3. Talabani’s Fallback Plan for His Own Kurdistan

Past experience has taught the Kurdish leader who would be prime minister to regard every political pact and alliance forged in Iraq as tenuous – if not ephemeral. Internal Shiite power struggles, a major terrorist attack or intervention by a foreign intruder (such as the arrival in southern Iraq of master terrorist Imad Mughniyeh, reported in separate article in this issue) could overturn even the most cunningly-crafted national accord and put paid to reconciliation.


Talabani is therefore preparing a fallback plan for the contingency of his national scheme going awry in the form of an autonomous Kurdish Federation in northern Iraq that would boast its own flag and national anthem.


DEBKA-Net-Weekly’s sources in Iraq report that he has put his top aides to work on the project under Kurdish intelligence chief Qusrat Rasul, the man who handed Saddam over to the Americans. Talabani wants the future Kurdish Federation to revert to the 1957 “demographic picture,” when the northern Iraqi cities of Kirkuk and Mosul had Kurdish majorities. Talabani is aiming for Kurdistan to recover these oil-rich lands. He will send his followers to fight for this objective with street demonstrations in Kirkuk.


The Kurdish politician has laid out plans for a new Kurdish border guard force – essentially a separate Kurdish army that would not be part of the new Iraqi armed forces now taking shape. He has also asked the US civil administration to abrogate the deposed Baath regime’s land ownership laws and the concept it enshrined of state land. Territory would thus revert to the control of local or regional authority, such as the Kurdish Federation. Talabani has asked London-based Kurdish politician Mahmud Osman to draft a Kurdish Federal Constitution to embody his plans and claims.
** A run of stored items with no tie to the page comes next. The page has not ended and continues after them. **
PR #1966, opened 2024-09-06
[Filestore] add information about backpressure to the monpage

debnatkh:
Adding information about backpressure state to the monpage for better observability:

---

image

---

image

Perfectly aware that he is operating on two mutually contradictory planes – national versus federal – Talabani has come up with a formula to solve that quandary as well, a new constitutional assembly with judicial powers to arbitrate disputes between central and local government. As prime minister he intends to control this panel too.


Kurdish informants have told DEBKA-Net-Weekly‘s sources that meeting Talabani’s demands is the least Washington can do to repay the Kurds for their help in nabbing Saddam Hussein.


As for possible objections to a Kurdish Federation from their historic nemesis, Turkey, one influential Kurd said dismissively: “What can the Turks do, invade northern Iraq? They’d only run up against us and then the Americans.”


Possible slip twixt cup and lip


An omen of the obstacles ahead of Talabani’s fertile thinking on Kurdistan and premiership ambitions in Baghdad, surfaced this week in a clamorous demonstration staged in Kirkuk on Wednesday, December 31. It was not the one the Kurdish leader had in mind, but the opposite. The opponents of a Kurdish Federation program made their voices heard for the first time – and not spontaneously. The assortment of Turkomans, Assyrians and local Arab Sunnis were organized by the Chaldean Patriarch of Babylonia, Emmanuel III Delly.


When the protesters rioted and Iraqi policemen began shooting, the patriarch appealed to a Shiite friend, Moqtada al-Sadr, to send in his militiamen from his stronghold in southern Baghdad to defend the protesters, not realizing that the former rebel had been secretly persuaded to repent of his unruly ways and converted as a stalwart of the Shiite mainstream and ally of US administrator Paul Bremer.


DEBKA-Net-Weekly‘s report that, instead of responding to the Chaldean patriarch’s appeal, the former rebel cleric sent a unit of armed militiamen to Kirkuk who opened fire indiscriminately on Iraqi police and protesters alike, leaving two rioters dead and several injured.


This incident was educational for Talabani. He discovered that his Federation program had strong opposition in Kirkuk and Mosul. In particular, he would have to reckon with the Assyrian community which is weak and fragmented in Iraq, but has a powerful lobby in Washington backed by Assyrian communities in California, Michigan and Ohio. Their vote is actively sought in American presidential and congressional elections.


The community in Iraq therefore has a strong political card to play in Washington, one that is denied the Kurds.